К моменту проведения МВФ были даже предложены инновационные эксперименты, позволяющие превратить бартерные сделки в денежные. Компания Facebook запустила новую платформу под названием "Исследование", которая обещала платить пользователям, участвующим в маркетинговых исследованиях. Однако опрос, проведенный компанией Recode, показал, что только 23% американцев готовы платить деньги за то, чтобы получить Facebook, в котором нет рекламы и не собираются их данные; 77% американцев предпочитают получить платформу "бесплатно", т.е. их устраивает соглашение, представляющее собой неявную бартерную сделку. "Люди всегда говорят, что хотят конфиденциальности, но не ясно, хотят ли они за нее платить", - заметил мне несколькими годами ранее Рэндалл Стивенсон, глава компании AT&T, отметив, что когда его телекоммуникационный гигант предложил своим потребителям возможность ежемесячно вносить скромную плату за то, чтобы они могли смотреть видео на платформе, которая не собирает их данные, лишь незначительное меньшинство выбрало этот вариант.
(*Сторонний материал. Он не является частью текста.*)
PR #93, opened 2015-07-09
New UI fixes

Uberi:
* Fix bad versions showing up in the plots, such as beta/_7, even though they aren't visible from the selectors.
* Store the entire OS in the OS selector, which fixes the "OS versions randomly change when the measure or versions change" issue.
* Make the search bar in selectors stay at the top without wobbling, and focus it when we first open the dropdown. Improve search a bit.
* Charting and export fixes for the distribution dashboard, in particular for boolean and flag histograms.
* Various other tweaks and bugfixes.

Edit: latest version is now live at http://production.telemetry-dashboard.divshot.io/


src/dashboards.js
```diff
@@ -13,13 +13,16 @@ $(document).ready(function() {
...
       disableIfEmpty: true,
       nSelectedText: $this.data("n-selected") !== undefined ? $this.data("n-selected") : "selected",
+      onDropdownShow: function(event) { // Focus the search box whenever the dropdown is opened
+        setTimeout(function() { $(event.currentTarget).find(".filter input").focus(); }, 0);
+      },
     };
     if ($this.attr("id") === "measure") {
       options.filterBehavior = "custom";
       options.filterCallback = function(element, query) {
         var value = $(element).find("label").text().toLowerCase();
```
vdjeric: value is not a good variable name here, is this the search string or one of the options in the dropdown list?

src/dashboards.js
```diff
@@ -176,8 +175,7 @@ function getHumanReadableOptions(filterName, options, os) {
   } else if (filterName === "measure") {
     return options.map(function(option) { return [option, option] });
   } else if (filterName === "channelVersion") {
-    var pattern = /^\w+\/\d+$/;
-    return options.filter(function(option) { return pattern.test(option); }).map(function(option) { return [option, option.replace("/", " ")] });
+    return options.map(function(option) { return [option, option.replace("/", " ")] });
```
vdjeric: arrow function syntax is cleaner :)

src/dashboards.js
```diff
@@ -323,4 +323,41 @@ var indicate = (function() {
...
-})();
\ No newline at end of file
+})();
+
+function compressOSs() {
+  var selected = $("#filter-os").val() || [];
+  var options = $("#filter-os option").map(function(i, element) { return $(element).attr("value"); }).toArray();
+  var optionCounts = {}, selectedByOS = {};
+  options.forEach(function(option) {
+    var os = option.split(",")[0]; optionCounts[os] = optionCounts[os] + 1 || 1;
```
vdjeric: don't squeeze in multiple statements on a single line

src/dashboards.js
```diff
@@ -323,4 +323,41 @@ var indicate = (function() {
       $(".busy-indicator").hide();
     }
   }
-})();
\ No newline at end of file
+})();
+
+function compressOSs() {
```
vdjeric: hmm, so there might be a simpler way to do this.. in the OS box, have the top 3 options be, "Windows (all)", "Linux (all)", "OS X (all)".. and then some kind of divider followed by the actual os/version combos as additional options. And if a person manual selects all windows versions but doesn't check the "windows" box, then don't bother trying to "compress" it into os=WINNT.. it will be super-rare for someone to hurt themselves that way :)
Also, selecting a specific e.g. Windows version should clear the "All Windows" option (but not the All Linux or All OS X options"

src/dashboards.js
Uberi: That would be ideal, but it doesn't work in Chrome - it's an ES6 feature.

vdjeric: nuts

src/dashboards.js
vdjeric: i see you decided to keep compressOSs -- I guess that works too. But can you add some kind of indicator that the "Windows"/"Linux"/"Darwin" *labels* are clickable.. like maybe "Windows (click for all)"?

Also if the user has selected by OS (e.g. WINNT), it shouldn't say "7 OSs", it should say "Windows".
Alternately it should say "Windows, OS X" or "Windows, OS X, Linux" if two or three entire OS familes are selected

vdjeric:
- This patch doesn't merge cleanly (see github warning)
- Bug: Side-box doesn't match advanced settings box: http://bit.ly/1Mq5Otf
- Bug: Adding "arm" to http://bit.ly/1Mq6iQ3 somehow changes distribution, but arm alone has zero submissions??
- Filename chosen by "Export CSV" is terrible: "function Histogram_measure()..."
- Evo dash: Mouse cursor turns into a caret over "click to use Build Id" instead of a click-hand? Change the "click to use build ID" text portion into a blue hyperlink

vdjeric:
Bug: this is broken http://bit.ly/1Mq7bIu

Uberi:
* Merged from master.
* Disregard invalid start and end dates.
* Properly detect when all the options of a selector are selected after library upgrade (causes the selector to think it's all selected when all but 1 are).
* Fix the advanced dashboard spinning forever if the cookie is invalid and there is no URL state, which could happen if visiting an invalid permalink.
* Fix weird export file names.
* Make the X-axis of the evolution dash clickable.

Deployed to http://production.telemetry-dashboard.divshot.io/.

vdjeric:
*Bugs*:

- Date-picker and legend don't agree on the number of days: http://bit.ly/1I8pw8I
- Can't create link to GC_MAX_PAUSE_MX for Release 30-33 with 64-bit on Windows only

*Further improvements:*

General:
- Need a table-view for dist
- Implement rest of suggestions from https://etherpad.mozilla.org/new-telemetry-dash-feedback

Channels:
- The search box for Firefox channel is still too small on opening
- The top items in the box should be: latest nightly, latest aurora, latest beta, latest release and they should point to the current version
- we shouldn't put the channels with very few submissions (e.g. nightly 0, nightly 1, nightly 2) at the bottom of the list.. that way we can notice that something is wrong, but people won't waste time scrolling the list past them
- sort the list by version number, so: latest nightly (42), latest aurora (41), latest beta (40), latest release (39), then a separator, then nightlies, auroras, betas, releases
- Channel selector should should say "Windows" vs "10 OSs"

src/dashboards.js
```diff
@@ -323,4 +349,42 @@ var indicate = (function() {
...
+  var selected = $("#filter-os").val() || [];
+  var options = $("#filter-os option").map(function(i, element) { return $(element).attr("value"); }).toArray();
```
vdjeric: Break the inline function into multiple lines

Почему? Сторонники защиты конфиденциальности обвиняли в предпочтении бартера неосведомленность потребителей и/или двуличие технологических групп. Я же подозревал, что причина кроется в другом: цифровые инновации сделали бартер настолько удобным и простым, что потребители считают такой обмен более эффективным, чем обмен с помощью денег. "Люди могут быть возмущены злоупотреблением данными или политическими манипуляциями; они могут чувствовать, что условия торговли "несправедливы" или что система доверия, которая, как правило, создается при любых отношениях дарения, была нарушена", - сказал я МВФ. "Но им нравится получать "бесплатные" киберуслуги, и они пристрастились к кастомизации". В этом отразилась еще одна горькая ирония, охватившая мир технологий: "Бартер в экономике Амазонки более эффективен, чем в джунглях Амазонки, именно благодаря цифровым связям. Современные технологии... позволили легче возродить, казалось бы, "древнюю" практику". Это была полная инверсия эволюционной схемы, которую когда-то использовал Адам Смит, не говоря уже о его интеллектуальных потомках, и которая доминировала в залах банков, министров финансов, управляющих активами и таких институтов, как МВФ.